TS EAMCET · Physics · Gravitation
Moon revolves around the earth in an orbit of radius \(\mathrm{R}\) with time period of revolution \(\mathrm{T}\). It also rotates about its own axis with a time period \(\mathrm{T}\). If mass of the moon is \(\mathrm{M}\) and its radius is ' \(r\) ', the total kinetic energy of the moon is
- A \(\frac{2 M \pi^2 R^2}{T^2}+\frac{4 M r^2 \pi^2}{5 T^2}\)
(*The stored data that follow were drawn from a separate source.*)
PR #8317, opened 2021-09-20
introduce `yieldUntil(untilFonction, timeoutMs)` 

d-a-v:
`yieldUntil(untilFonction, timeoutMs)` is a delay interruptible under a provided condition.

It is useful for ethernet drivers using recurrent scheduled functions.

replaces #6212

### DIFF
--- a/cores/esp8266/Schedule.cpp
+++ b/cores/esp8266/Schedule.cpp
@@ -249,3 +249,15 @@ void run_scheduled_recurrent_functions()
 
     fence = false;
 }
+
+
+bool yieldUntil (std::function<bool()> until, uint32_t maxMs) {
+    esp8266::polledTimeout::oneShotFastMs timeOut(maxMs);
+    while (true) {
+        if (until())
+            return true;
+        if (timeOut)
+            return false;
+        yield();
+    }
+}
--- a/libraries/ESP8266WiFi/src/ESP8266WiFiGeneric.cpp
+++ b/libraries/ESP8266WiFi/src/ESP8266WiFiGeneric.cpp
@@ -26,6 +26,7 @@
 #include <string.h>
 #include <coredecls.h>
 #include <PolledTimeout.h>
+#include <Schedule.h>
 #include "ESP8266WiFi.h"
 #include "ESP8266WiFiGeneric.h"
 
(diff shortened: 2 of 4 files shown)


cores/esp8266/Schedule.cpp
```diff
@@ -249,3 +249,15 @@ void run_scheduled_recurrent_functions()
 
     fence = false;
 }
+
+
+bool yieldUntil (std::function<bool()> until, uint32_t maxMs) {
```
mcspr, line 254: std::function is not necessary for this use-case as the function obj is destroyed right after (it is relatively cheap though, but it's still a type pun hidden in the .cpp implementation)
plus this should probably be inside of esp8266 ns?

should this be a schedule.h template instead?
```cpp
namespace esp8266 {
namespace utils {

template <typename T>
bool yieldUntil(T&& untilCallback, unsigned long uint32_t) {
...
}

} // namespace utils
} // namespace esp8266
```

libraries/ESP8266WiFi/src/ESP8266WiFiGeneric.cpp
```diff
@@ -621,22 +622,19 @@ int ESP8266WiFiGenericClass::hostByName(const char* aHostname, IPAddress& aResul
         aResult = IPAddress(&addr);
     } else if(err == ERR_INPROGRESS) {
         _dns_lookup_pending = true;
-        delay(timeout_ms);
-        // will resume on timeout or when wifi_dns_found_callback fires
-        _dns_lookup_pending = false;
-        // will return here when dns_found_callback fires
-        if(aResult.isSet()) {
+        if (yieldUntil([pIp = &aResult](){ return pIp->isSet(); }, timeout_ms))
```
mcspr, line 625: why not just `[&]() { return aResult.isSet(); }`?

cores/esp8266/LwipIntfDev.h
```diff
@@ -36,7 +36,7 @@ class LwipIntfDev: public LwipIntf, public RawDev
         _mtu(DEFAULT_MTU),
         _intrPin(intr),
         _started(false),
-        _default(false)
+        _default(true)
```
mcspr, line 39: was this intended?

cores/esp8266/Schedule.cpp
d-a-v: `esp8266::utils::yieldUntil()` is moved in `cores/esp8266/yieldUntil.h`

cores/esp8266/LwipIntfDev.h
mcspr: makes sense for one instance, true. ok if not a problem
(but, I wonder if default=false would be safer when there are more)

d-a-v: If there are more than one interface, only the last "defaulted" one becomes the default route.
I will investigate further on why this is necessary, but last time I checked packets are not routed without it.
I could have delegated the directive to "userland" but I think it is better to let the library deal with defaults so we don't need to change the API or the guidelines / examples when something changes or is fixed.

d-a-v: see also [WiFi](https://github.com/d-a-v/esp82xx-nonos-linklayer/blob/5919b910580265252ac1980b9fe936ece5839e41/glue-lwip/lwip-git.c#L326)

mcspr: so the instance variable does not make sense and it should be a static (and shared between the wifi and the lwipintf class), if every interface wants to become the default on callback?

d-a-v: Fair enough.
I have moved the default value back to `false` and updated examples to explicitly use the new interface as default route.

mcspr: Should the lwip part also be made aware of default modifications? (with another issue / pr, I gather, not to pollute the changes too too much)

d-a-v: Modification for "default" is reverted to what it was before the PR no ?
If the question is about "lwip2 - the driver adapter",  it is very delicate to update the WiFi interface management code per possible hidden side effect. Maybe a new gh-issue describing the API question might be indeed opened for that purpose.

PR #336, opened 2024-08-04
Add extra options for storing Images on the external flash and enable…

ldab:
… it additionally to HW3


jakkra:
Good, just need to double check native_posix is OK.

PR #338, opened 2024-08-06
Add some emojis to notifications

ldab:
Add some emojis to the notification app, it was not possible to add all the emojis as it consumes too much memory. Basically added faces, hand and ⌚

It works for iOS as it seems ANCS send the UTF-8 of the emoji, it seems like gadgetbridge does some pre-processing, need to check if it can be disabled.

- It seems to use another 8KB
- font from https://fonts.google.com/noto/specimen/Noto+Emoji
- added 0x1F601-0x1F64F, 0x1F446-0x1F450,0x231A : can check on http://www.unicode.org/Public/emoji/1.0//emoji-data.txt

I.e:

IMG_0719


Kampi:
Is it possible to move them to the external flash for newer hardware revisions?

jakkra:
> Is it possible to move them to the external flash for newer hardware revisions?

Yes, 

> Is it possible to move them to the external flash for newer hardware revisions?

Yes, will be part of the same change to allow fonts in external flash. But that's another task. Part of it we move this too and can have all emoji.

jakkra:
Can't we keep using same Montserrat font, but set this emoji font ass the fallback font. I think there is a function for the label to set fallback font? So if it's not found in Montserrat, it will search emoji font.

ldab:
> Can't we keep using same Montserrat font, but set this emoji font ass the fallback font. I think there is a function for the label to set fallback font? So if it's not found in Montserrat, it will search emoji font.

this is somewhat set in the font itself: https://github.com/ldab/ZSWatch/blob/ac135bf6e1bc004d03f0f70c774933b2a1c036ba/app/src/images/fonts/noto_emoji_14_light.c#L1598

ldab:
> this is somewhat set in the font itself: https://github.com/ldab/ZSWatch/blob/ac135bf6e1bc004d03f0f70c774933b2a1c036ba/app/src/images/fonts/noto_emoji_14_light.c#L1598

and also here https://docs.lvgl.io/8.2/overview/font.html?highlight=fallback#use-font-fallback

I'll do that

jakkra:
> > Can't we keep using same Montserrat font, but set this emoji font ass the fallback font. I think there is a function for the label to set fallback font? So if it's not found in Montserrat, it will search emoji font.
> 
> this is somewhat set in the font itself: https://github.com/ldab/ZSWatch/blob/ac135bf6e1bc004d03f0f70c774933b2a1c036ba/app/src/images/fonts/noto_emoji_14_light.c#L1598

Ah so the font is actually Montserrat, but with noto emoji. Maybe just change the font name then to reflect that.

ldab:
how bout that? added the emoji as a fallback from Montserrat, it was a const so didn't want to play around to modify it.... it is a bit hidden but it still works.

jakkra:
Very nice, we can merge and then I'll figure out how to get gadgetbridge not convert it and let it stay utf-8

PR #339, opened 2024-08-06
Replace gadget bridge icon when connected to 🍎

ldab:


Kampi:
What is the meaning of this apple :D?

ldab:
IMG_0722

PR #343, opened 2024-08-07
nRF system reset is disabled for rev 5 and above now

Kampi:


jakkra (approved):
Don't really see the need as

Kampi:
> Don't really see the need as

What do you mean?

jakkra:
> > Don't really see the need as
> 
> What do you mean?

Oops sent by mistake.

PR #379, opened 2025-04-02
 hw model v2 + sysbuild + nRF Connect 2.9.1

jakkra:


jakkra:
Not tested on HW v4. but merging anyway. Will fix later if issue.

PR #388, opened 2025-05-15
Fileupload of external FS through mcumgr

jakkra:
Firmware: Created a fake filesystem to be able to upload files through mcumgr.
Website: Support for file upload through mcumgr.

New section at the button for filesystem upload. In future would be nice to just bundle it together with the FW update.
fota


Kampi:
Isn't this done?

jakkra:
> Isn't this done?

Need to fix CI not passing and add some docs, but otherwise yes.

- B \(\frac{M \pi^2 R^2}{2 T^2}\)
- C \(\frac{4 M r^2 \pi^2}{5 T^2}\)
- D \(\frac{M \pi^2 R^2}{2 T^2}+\frac{4 M r^2 \pi^2}{5 T^2}\)
Answer & Solution
Correct Answer
(A) \(\frac{2 M \pi^2 R^2}{T^2}+\frac{4 M r^2 \pi^2}{5 T^2}\)
Step-by-step Solution
Detailed explanation
Kinetic Energy of Moon = Transational Kinetic Energy + Rotational Kinetic Energy. \[ \mathrm{KE}=\mathrm{KE}_{\mathrm{T}}+\mathrm{KE}_{\mathrm{R}} \]…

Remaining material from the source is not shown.